Constipation occurs when something slows the rate of your bowel movements. Whatever is normal for you is your base point. Someone who normally has a bowel movement every day is constipated if he hasn't had one in three days, while someone who normally goes every three days is fine at that pace. The key to getting things moving along again is fiber. Fiber is the substance in certain foods that passes directly through your digestive tract without being digested or used by your body.
Fruits contain a good quantity of fiber if they're in their raw state and you eat the pulp and the skin, when possible. Bananas and oranges are both good sources of fiber. Apples, pears, peaches and berries are also good choices. Don’t overlook prunes; it’s not an old wives’ tale that they can get your bowels moving again.
Bran and whole grain cereals are high in fiber, as well as wheat bread and pasta, wild rice, brown rice and barley. White bread doesn't offer the same benefits. Read labels when you're purchasing wheat products. Look for a product that contains 2 grams of dietary fiber per serving, at a minimum.
Drinking plenty of liquids won’t necessarily get your bowels moving again, though soluble fiber needs water to be effective. But ample water can stave off constipation in the first place. A common cause of constipation is dehydration. Almost any liquid will help, including juice, water, or even coffee and tea. However, avoid alcohol or caffeine if you already feel thirsty; they can dehydrate you.
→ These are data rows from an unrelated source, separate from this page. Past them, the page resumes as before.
PR #964, opened 2023-12-16
Newspaper2024

shtukas:
Implementation of the Newspaper2024 price migration. We are price rising 3 products according to the below breakdown. 

05 New Prices

This migration is a subscriptions price update (and not a rate plan change). Therefore the Zuora update objects simply apply new prices to the subscriptions bringing them on par with the product catalogue prices that have already been updated in Zuora a few months ago.

This migration is otherwise quite classic, but with a few novelties:

1. We fully carry on with the principle I introduced last year to separate migration specific code into their own namespace. This gives us enormous power in implementing migration specific logic. In fact in this case we have the dedicated Newspaper2024Migration directory with quite a lot of code (and static data) in it.

2. Marketing requested that a small number of subscription be price increase capped at 20%. We did not try and reuse the existing general price capping logic because it would not have work. I actually pointed out how it will be useful to decommission the general price capping functionality that I introduced in late 2022 and let migrations implement their own capping logic if there is one. That general feature is a call for trouble.

3. The testing suite is very thorough, compared to previous migrations, this is due to having to ensure that the code works harmoniously across products.

4. This migration has a non standard notification window relatively to old print products and we used that opportunity to start moving the values to migration specific code (another refactoring that I didn't feel like adding to this PR, will make things more coherent later)

5. Another very non standard feature, was implementing a two weeks pause in the monthlies notifications. This had never been asked by Marketing before and was very very fun to implement, because the engine is not naturally designed to handle non time contiguous notification stages.

6. `SubscriptionData2024` was introduced to make the code manageable more logical and help with testing and. It's been great at those purposes. It's my favourite datatype of this entire project.

7. So.... one very unusual thing with this migration was the fact that for those products, the Zuora product catalogue only has prices for monthly payment variants, but not the Quarterly, Semi Annuals and Annuals payments schedules. For this I introduced the `ChargeDistribution2024` and an algebra to multiply them by a factor. This makes the pricing code very beautiful and predictable and easily testable, and very importantly makes the engine immune to holes in the Zuora product catalogue. Another great effect of that type is that it makes applying capping absolutely trivial.


shtukas:
note: we still need one additional test before I can merge this

lambda/src/main/scala/pricemigrationengine/migrations/DigiSubs2023Migration.scala
```diff
@@ -97,6 +78,7 @@ object DigiSubs2023Migration {
           case None => Left(AmendmentDataFailure(s"Could not determine a new annual price for currency: ${currency}"))
           case Some(price) => Right(price)
         }
+      case SemiAnnual => Left(AmendmentDataFailure(s"There are no defined semi-annual prices fro this migration"))
```
kelvin-chappell, line 81: Small typo:
```suggestion
      case SemiAnnual => Left(AmendmentDataFailure(s"There are no defined semi-annual prices for this migration"))
```

lambda/src/main/scala/pricemigrationengine/migrations/Newspaper2024Migration/Newspaper2024MigrationAmendment.scala
```diff
@@ -0,0 +1,89 @@
+package pricemigrationengine.migrations
```
kelvin-chappell, line 1:
```suggestion
package pricemigrationengine.migrations.newspaper2024migration
```

lambda/src/main/scala/pricemigrationengine/migrations/Newspaper2024Migration/Newspaper2024MigrationAmendment.scala
```diff
@@ -0,0 +1,89 @@
...
+  def subscriptionToZuoraSubscriptionUpdate(
+      subscription: ZuoraSubscription,
+      effectiveDate: LocalDate,
+  ): Either[AmendmentDataFailure, ZuoraSubscriptionUpdate] = {
+
+    def transform1[T](option: Option[T]): Either[AmendmentDataFailure, T] = {
+      option match {
+        case None                 => Left(AmendmentDataFailure("error"))
+        case Some(ratePlanCharge) => Right(ratePlanCharge)
+      }
```
kelvin-chappell, line 55:
```suggestion
      option.toRight(AmendmentDataFailure("error"))
```

lambda/src/main/scala/pricemigrationengine/migrations/Newspaper2024Migration/Newspaper2024MigrationAmendment.scala
```diff
@@ -0,0 +1,89 @@
...
+    }
+
+    def transform2[T](data: Either[String, T]): Either[AmendmentDataFailure, T] = {
+      data match {
+        case Left(string) => Left(AmendmentDataFailure(string))
+        case Right(t)     => Right(t)
+      }
```
kelvin-chappell, line 62:
```suggestion
      data.left.map(AmendmentDataFailure)
```

lambda/src/main/scala/pricemigrationengine/migrations/Newspaper2024Migration/Newspaper2024MigrationEstimation.scala
```diff
@@ -0,0 +1,253 @@
...
+        case Some(ratePlanCharge) => Right(ratePlanCharge)
+      }
+    }
+
+    def transform2[T](data: Either[String, T]): Either[AmendmentDataFailure, T] = {
+      data match {
+        case Left(string) => Left(AmendmentDataFailure(string))
+        case Right(t)     => Right(t)
+      }
+    }
```
kelvin-chappell, line 152: Could extract these

lambda/src/main/scala/pricemigrationengine/migrations/Newspaper2024Migration/Newspaper2024MigrationEstimation.scala
```diff
@@ -0,0 +1,253 @@
...
+        data2024.ratePlanName
+      )
+    } yield price * priceCorrectionFactor
+  }
+
+  def priceData(
+      subscription: ZuoraSubscription,
+  ): Either[AmendmentDataFailure, PriceData] = {
+
+    // PriceData(currency: Currency, oldPrice: BigDecimal, newPrice: BigDecimal, billingPeriod: String)
```
kelvin-chappell, line 138: Not sure this will help

lambda/src/main/scala/pricemigrationengine/migrations/Newspaper2024Migration/Newspaper2024MigrationEstimation.scala
```diff
@@ -0,0 +1,253 @@
...
+
+    case class SubscriptionData2024(
+      productName: String,
+      ratePlan: ZuoraRatePlan,
+      ratePlanName: String,
+      billingPeriod: BillingPeriod,
+      currency: String,
+      currentPrice: BigDecimal
+  )
+   */
```
kelvin-chappell, line 117: Don't think this is helping

lambda/src/main/scala/pricemigrationengine/migrations/Newspaper2024Migration/Newspaper2024MigrationEstimation.scala
```diff
@@ -0,0 +1,253 @@
...
+          currentPrice = currentPrice,
+          targetRatePlanId = targetRatePlanId
+        )) match {
+          case Some(data) => Right(data)
+          case _ => Left(s"[error: 0e218c37] Could not determine SubscriptionData2024 for subscription ${subscription}")
+        }
+      }
+      case _ =>
+        Left(
+          s"[error 93a21a48] Subscription ${subscription.subscriptionNumber} was found to have more than one newsPaperDeliveryRatePlans making determination of rate plan name impossible"
```
kelvin-chappell, line 102: Where does this error code come from?

lambda/src/main/scala/pricemigrationengine/migrations/Newspaper2024Migration/Newspaper2024MigrationEstimation.scala
```diff
@@ -0,0 +1,253 @@
...
+  object MonthliesPart1 extends Newspaper2024BatchId // First batch of monthlies
+  object MonthliesPart2 extends Newspaper2024BatchId // Second batch of monthlies
+  object MoreThanMonthlies extends Newspaper2024BatchId // Quarterlies, Semi-Annuals and Annuals
+
+  def subscriptionToMigrationProductName(subscription: ZuoraSubscription): Either[String, String] = {
+    // We are doing a multi product migration. This function tries and retrieve the correct product given a
+    // subscription.
+    val migrationProductNames = List("Newspaper Delivery", "Newspaper Digital Voucher", "Newspaper Voucher")
+    val names = subscription.ratePlans
+      .filter(ratePlan => ratePlan.lastChangeType == None || ratePlan.lastChangeType == Some("Add"))
```
kelvin-chappell, line 35:
```suggestion
      .filter(ratePlan => ratePlan.lastChangeType.isEmpty || ratePlan.lastChangeType.contains("Add"))
```

lambda/src/main/scala/pricemigrationengine/migrations/Newspaper2024Migration/Newspaper2024MigrationEstimation.scala
```diff
@@ -0,0 +1,253 @@
...
+      ratePlanCharge <- ratePlan.ratePlanCharges.headOption
+    } yield ratePlanCharge.currency
+  }
+
+  def subscriptionToSubscriptionData2024(subscription: ZuoraSubscription): Either[String, SubscriptionData2024] = {
+    val productName = subscriptionToMigrationProductName(subscription).toOption.get
+    val ratePlans = {
+      subscription.ratePlans
+        .filter(ratePlan => ratePlan.productName == productName)
+        .filter(ratePlan => ratePlan.lastChangeType == None || ratePlan.lastChangeType == Some("Add"))
```
kelvin-chappell, line 70: Could extract this condition as it's repeated above

lambda/src/main/scala/pricemigrationengine/migrations/Newspaper2024Migration/Newspaper2024MigrationEstimation.scala
```diff
@@ -0,0 +1,253 @@
...
+          ratePlan = ratePlan,
+          ratePlanName = ratePlan.ratePlanName,
+          billingPeriod = billingPeriod,
+          currency = currency,
+          currentPrice = currentPrice,
+          targetRatePlanId = targetRatePlanId
+        )) match {
+          case Some(data) => Right(data)
+          case _ => Left(s"[error: 0e218c37] Could not determine SubscriptionData2024 for subscription ${subscription}")
+        }
```
kelvin-chappell, line 98:
```suggestion
        )).toRight(s"[error: 0e218c37] Could not determine SubscriptionData2024 for subscription ${subscription}")
```

lambda/src/main/scala/pricemigrationengine/migrations/Newspaper2024Migration/Newspaper2024MigrationEstimation.scala
```diff
@@ -0,0 +1,253 @@
...
+  }
+
+  def subscriptionToBatchId(subscription: ZuoraSubscription): Either[String, Newspaper2024BatchId] = {
+    val ratePlanDetails = (for {
+      ratePlanDetails <- subscriptionToSubscriptionData2024(subscription)
+    } yield ratePlanDetails)
+
+    ratePlanDetails match {
+      case Left(message) => Left(message)
+      case Right(ratePlanDetails) => {
```
kelvin-chappell, line 173:
```suggestion
    ratePlanDetails.map {
      details => {
```

lambda/src/main/scala/pricemigrationengine/migrations/Newspaper2024Migration/Newspaper2024MigrationEstimation.scala
```diff
@@ -0,0 +1,253 @@
...
+        ratePlanDetails.billingPeriod match {
+          case Monthly => {
+            val ratePlan = ratePlanDetails.ratePlan
+            ratePlan.ratePlanCharges.toList match {
+              case Nil => Left("")
```
kelvin-chappell, line 178: Assuming `Left` holds an error message to say something's gone wrong, this doesn't look like a useful value.

lambda/src/main/scala/pricemigrationengine/migrations/Newspaper2024Migration/Newspaper2024MigrationEstimation.scala
```diff
@@ -0,0 +1,253 @@
...
+
+  def startDateSpreadPeriod(subscription: ZuoraSubscription): Int = {
+    subscriptionToBatchId(subscription) match {
+      case Left(_) => 1
+      case Right(bid) =>
+        bid match {
+          case MonthliesPart1    => 1
+          case MonthliesPart2    => 2
+          case MoreThanMonthlies => 1
+        }
```
kelvin-chappell, line 250: Not sure if it's any clearer but could be:
```suggestion
      case Right(MonthliesPart1)    => 1
          case Right(MonthliesPart2)    => 2
          case Right(MoreThanMonthlies) => 1
        }
```

lambda/src/main/scala/pricemigrationengine/migrations/Newspaper2024Migration/Newspaper2024MigrationAmendment.scala
shtukas: That was a great suggestion Kelvin, thanks for that. The individual components can now be more naturally named. This suggests that I should probably do the same for the other migrations, which are sharing the `migrations` namespace. Will do in a separate PR.

lambda/src/main/scala/pricemigrationengine/migrations/Newspaper2024Migration/Newspaper2024MigrationAmendment.scala
shtukas: Done. Thanks. I didn't know that was a thing. The two `transform1` functions are now gone.

lambda/src/main/scala/pricemigrationengine/migrations/Newspaper2024Migration/Newspaper2024MigrationAmendment.scala
shtukas: Done. So much better, thank you for that Kelvin. Now the two `transform2` functions are gone. Also updating the PR description

lambda/src/main/scala/pricemigrationengine/migrations/Newspaper2024Migration/Newspaper2024MigrationEstimation.scala
shtukas: Done! Thanks.

lambda/src/main/scala/pricemigrationengine/migrations/Newspaper2024Migration/Newspaper2024MigrationEstimation.scala
shtukas: Nice one. It's now
```
    subscriptionToBatchId(subscription) match {
      case Right(MonthliesPart1)    => 1
      case Right(MonthliesPart2)    => 2
      case Right(MoreThanMonthlies) => 1
      case Left(_)                  => 1
    }
```

lambda/src/main/scala/pricemigrationengine/migrations/Newspaper2024Migration/Newspaper2024MigrationEstimation.scala
shtukas: Updated to
```
Left(s"Could not extract a rate plan charge for subscription: ${subscription.subscriptionNumber}")
```

lambda/src/main/scala/pricemigrationengine/migrations/Newspaper2024Migration/Newspaper2024MigrationEstimation.scala
shtukas: Here that change would not work as well because the `Right` case can still return a left due to a further check. So going to leave it as a `match` instead of refactoring into a `map` :)

lambda/src/main/scala/pricemigrationengine/migrations/Newspaper2024Migration/Newspaper2024MigrationEstimation.scala
shtukas: The two side by side look like this. 

```
val names = subscription.ratePlans
  .filter(ratePlan => ratePlan.lastChangeType == None || ratePlan.lastChangeType == Some("Add"))
  .map(ratePlan => ratePlan.productName)
  .filter(name => migrationProductNames.contains(name))
  .distinct

val ratePlans = {
  subscription.ratePlans
    .filter(ratePlan => ratePlan.productName == productName)
    .filter(ratePlan => ratePlan.lastChangeType == None || ratePlan.lastChangeType == Some("Add"))
    .distinct
```

I could put `ratePlan.lastChangeType == None || ratePlan.lastChangeType == Some("Add")` into its own function if you feel strongly about it :)

lambda/src/main/scala/pricemigrationengine/migrations/Newspaper2024Migration/Newspaper2024MigrationEstimation.scala
shtukas: On second thought I could still see that those indented checks were not really idiomatic Scala either (no pun intended), and the solution was simply to not exit the `for` construct as I did in the original version. The refactoring that I pushed here ( https://github.com/guardian/price-migration-engine/pull/964/commits/d22540a8046a9ba0967742340c4dcbf84160ee7b ) solves it.

lambda/src/main/scala/pricemigrationengine/migrations/Newspaper2024Migration/Newspaper2024MigrationEstimation.scala
shtukas: Never mind. It's actually nicer to abstract it: https://github.com/guardian/price-migration-engine/pull/964/commits/aeac2a052d47ca274bd06827e53d08003eb1aeb8

kelvin-chappell (approved):
Looks great! Nice to see that it can handle so many tricky business requirements.  👍 

I'd say just check that the documentation is keeping up and is sufficient for a new engineer to understand the codebase and what's going on.

And anything you can do to reduce the amount of hardcoded data in the codebase would be good.  If that can be done without an explosion of data sources.

shtukas:
Thank you Kelvin! That one was indeed challenging, but fun. About how the code is evolving, the 2023 migrations and this one in particular have brought the engine outside it's natural operating mode, but I will be able to put more health time into it this year. There are ideas that should be promoted to the common core and things that should be gotten rid of. I have written some documentation already, I will migrate them to the repo :)

lambda/src/main/scala/pricemigrationengine/handlers/EstimationHandler.scala
```diff
@@ -97,7 +98,19 @@ object EstimationHandler extends CohortHandler {
 
   def datesMax(date1: LocalDate, date2: LocalDate): LocalDate = if (date1.isBefore(date2)) date2 else date1
```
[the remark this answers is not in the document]
shtukas: I refactored it in its own utility class here: https://github.com/guardian/price-migration-engine/pull/964/commits/924e9f1596888932f91d1e253e3a7a4f63271963 (if there are any other occurrences I will PR them out later)

lambda/src/main/scala/pricemigrationengine/migrations/Newspaper2024Migration/Estimation.scala
```diff
@@ -0,0 +1,238 @@
...
+    // - The spread: a mechanism, used for monthlies, by which we do not let a large number of monthlies migrate
+    //   during a single month.
+
+    // We expanded the signature of this function for the Newspaper2024 migration where that date was specific of
+    // the subscription due to its un-unusual scheduling. For Newspaper2024 we call a specific function from the
+    // migration support code.
+
+    val earliestPriceMigrationStartDate = subscriptionToEarliestMigrationStartDate(subscription)
+
+    def datesMax(date1: LocalDate, date2: LocalDate): LocalDate = if (date1.isBefore(date2)) date2 else date1
```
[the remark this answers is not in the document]
shtukas: I refactored it in its own utility class here: https://github.com/guardian/price-migration-engine/pull/964/commits/924e9f1596888932f91d1e253e3a7a4f63271963 (if there are any other occurrences I will PR them out later)

lambda/src/main/scala/pricemigrationengine/handlers/EstimationHandler.scala
```diff
@@ -97,7 +98,19 @@ object EstimationHandler extends CohortHandler {
...
 
-  def startDateGeneralLowerbound(cohortSpec: CohortSpec, today: LocalDate): LocalDate = {
+  def startDateGeneralLowerbound(
```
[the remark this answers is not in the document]
shtukas: Thanks. Done

lambda/src/main/scala/pricemigrationengine/migrations/Newspaper2024Migration/Estimation.scala
```diff
@@ -0,0 +1,238 @@
...
+
+  // We have an unusual scheduling for this migration and Newspaper2024BatchId is used to
+  // decide the correct start date for each subscription.
+  sealed trait Newspaper2024BatchId
+  object MonthliesPart1 extends Newspaper2024BatchId // First batch of monthlies
+  object MonthliesPart2 extends Newspaper2024BatchId // Second batch of monthlies
+  object MoreThanMonthlies extends Newspaper2024BatchId // Quarterlies, Semi-Annuals and Annuals
+
+  def ratePlanLastChangeTypeIsNoneOrAdd(ratePlan: ZuoraRatePlan): Boolean = {
+    ratePlan.lastChangeType == None || ratePlan.lastChangeType == Some("Add")
```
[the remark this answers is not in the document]
shtukas: Done. Thanks.

lambda/src/main/scala/pricemigrationengine/migrations/Newspaper2024Migration/Estimation.scala
```diff
@@ -0,0 +1,238 @@
...
+    for {
+      ratePlanCharge <- ratePlan.ratePlanCharges.headOption
+      billingPeriod <- ratePlanCharge.billingPeriod
+    } yield BillingPeriod.fromString(billingPeriod)
+  }
+
+  def ratePlanToCurrency(ratePlan: ZuoraRatePlan): Option[String] = {
+    for {
+      ratePlanCharge <- ratePlan.ratePlanCharges.headOption
+    } yield ratePlanCharge.currency
```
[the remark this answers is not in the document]
shtukas: Done!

It’s not advisable to suddenly add a great deal of fiber into your diet. If you’re already constipated, you may make matters worse. Not only will you not be able to go, but gas, bloating and cramping can result. As a preventative measure against future constipation, increase the fiber in your diet gradually, over a period of several weeks. If you're already constipated, start out with fruit or prunes in the morning, then add additional fiber into each of your next meals. The key is to add fiber gradually.